PR #1173, opened 2024-02-21
Dataset Media Managment View and Api interface 

susanodd:
A new view is added for Dataset Managers to import zip files and see what is available in them.

The API interface now provides functionality for a user with appropriate permissions to upload a zipped videos archive and unzip it into the import_videos folder.
The API also provides functionality to actually import those videos into the named glosses.

This can be used on signbank-dev.


Woseseltops:
I notice you said this is still a draft, so I clicked the button 'convert to draft' :)

susanodd:
This will require a lot of testing on signbank-dev.

susanodd:
This is working now!
The API commands successfully import the videos to the proper location.

susanodd:
CORS is turned on now on `signbank-dev`

Woseseltops (commented):
* Reading through `api_interface.py`, I notice lots of smaller individual functions. I think a bit more structure here wouldn't hurt. How exactly doesn't really matter: perhaps this file could instead be a module with several submodules, but I've also done it in the past by making them classes, all with 3-5 methods. 

* Very nice usage of `StreamingHttpResponse` !

* I feel like `VideoGloss` doesn't really capture what's the class is doing. Not sure, but perhaps something like `VideoImporter` would be more descriptive?

susanodd:
@Woseseltops I agree. There are an awful lot of small functions. I will try to reduce this. Some of the underlying computations are done in slightly different but similar functions.

I added some more functionality today for the template view.

I'll try to strip down the basic calculations and build up that way. (Probably because I was inventing what it was doing while coding it.)

susanodd:
I split the functionality for the API zip/import routines from that for the Dataset Manage Media template.
I moved the shared zip specific functions to a new file.

susanodd:
This is on signbank-dev now.

The Dataset Media template works properly after much revision using a real apache server instead of the PyCharm runserver. (!!!!!)

BUT the API for importing a zip archive DOES NOT WORK from my own computer, because my computer has no IP. (Actually it does, but it has no server to communicate with Signbank.)

(Thanks, CNCZ. We can't debug our code properly.)

susanodd:
Would this work to have a zip file on ponyland? Or does that not serve files either? I'm a bit confused because I can copy files from my desktop Ubuntu computer using sftp and copy between applejack and signbank using scp.

susanodd:
@Woseseltops since you've used it now, do you have an opinion about the zip files?

Should they stay on the server (with functionality to open/close the contents list, and to delete them.)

# # # # # # #

About this exercise
Your task is to copy every entry above, exactly as written.

Answer
PR #1173, opened 2024-02-21
Dataset Media Managment View and Api interface 

susanodd:
A new view is added for Dataset Managers to import zip files and see what is available in them.

The API interface now provides functionality for a user with appropriate permissions to upload a zipped videos archive and unzip it into the import_videos folder.
The API also provides functionality to actually import those videos into the named glosses.

This can be used on signbank-dev.


Woseseltops:
I notice you said this is still a draft, so I clicked the button 'convert to draft' :)

susanodd:
This will require a lot of testing on signbank-dev.

susanodd:
This is working now!
The API commands successfully import the videos to the proper location.

susanodd:
CORS is turned on now on `signbank-dev`

Woseseltops (commented):
* Reading through `api_interface.py`, I notice lots of smaller individual functions. I think a bit more structure here wouldn't hurt. How exactly doesn't really matter: perhaps this file could instead be a module with several submodules, but I've also done it in the past by making them classes, all with 3-5 methods. 

* Very nice usage of `StreamingHttpResponse` !

* I feel like `VideoGloss` doesn't really capture what's the class is doing. Not sure, but perhaps something like `VideoImporter` would be more descriptive?

susanodd:
@Woseseltops I agree. There are an awful lot of small functions. I will try to reduce this. Some of the underlying computations are done in slightly different but similar functions.

I added some more functionality today for the template view.

I'll try to strip down the basic calculations and build up that way. (Probably because I was inventing what it was doing while coding it.)

susanodd:
I split the functionality for the API zip/import routines from that for the Dataset Manage Media template.
I moved the shared zip specific functions to a new file.

susanodd:
This is on signbank-dev now.

The Dataset Media template works properly after much revision using a real apache server instead of the PyCharm runserver. (!!!!!)

BUT the API for importing a zip archive DOES NOT WORK from my own computer, because my computer has no IP. (Actually it does, but it has no server to communicate with Signbank.)

(Thanks, CNCZ. We can't debug our code properly.)

susanodd:
Would this work to have a zip file on ponyland? Or does that not serve files either? I'm a bit confused because I can copy files from my desktop Ubuntu computer using sftp and copy between applejack and signbank using scp.

susanodd:
@Woseseltops since you've used it now, do you have an opinion about the zip files?

Should they stay on the server (with functionality to open/close the contents list, and to delete them.)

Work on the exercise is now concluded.